Niall, a few things:

1) Colls v Home was in England, where a right to light does exist since 1832 (as noted)
2) The extension is blocking some light, naturally, but not an unreasonable amount (imho)
3) An extension of similar dimension is in place 4 doors down; the people who built it did the same as we did, just told the people next door that they were - the people next door didn't spit the dummy out tho
4) The owner of the house doesn't live there, it's rented. He lives in another town, so is unable to enjoy this house anyway!

Thoughts?


----------



## MCK111 (12 Aug 2008)

Rock,

1) It forms part of Irish Law - 1904. Most of our laws have been inherited.
2) This would need to be established. As an Architect, I have dealt with this issue before.
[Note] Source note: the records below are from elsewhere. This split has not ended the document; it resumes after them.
PR #52, opened 2017-03-21
Param action

rvanheest:
**prepares EASY-1167 and EASY-1168**

#### When applied it will
* parameterize `Action` such that `execute` returns `Try[T]` rather than `Try[Unit]`. This allows actions to return computed results, such that they can be reused in multiple other actions. As this is required for EASY-1167 and EASY-1168, I thought I would do this first.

It requires surveys, drawings, and professional opinions based upon established practices and methods.
3) Yes, basicaly they have given up the easement (right to light) or it doesn't effect them, infringe upon the easement.
4) again no relevance, an easement is real property, and part of the house. If you rented your house, and someone decided that that meant they could build on your garden, because you weren't actually living there, and couldn't enjoy it, would it make sense?
On the plus side, as you are in posession, the burden is on your neighbours to prove that you have infringed upon their right to light.

Are they looking for an Architect?

Regards,

Niall


----------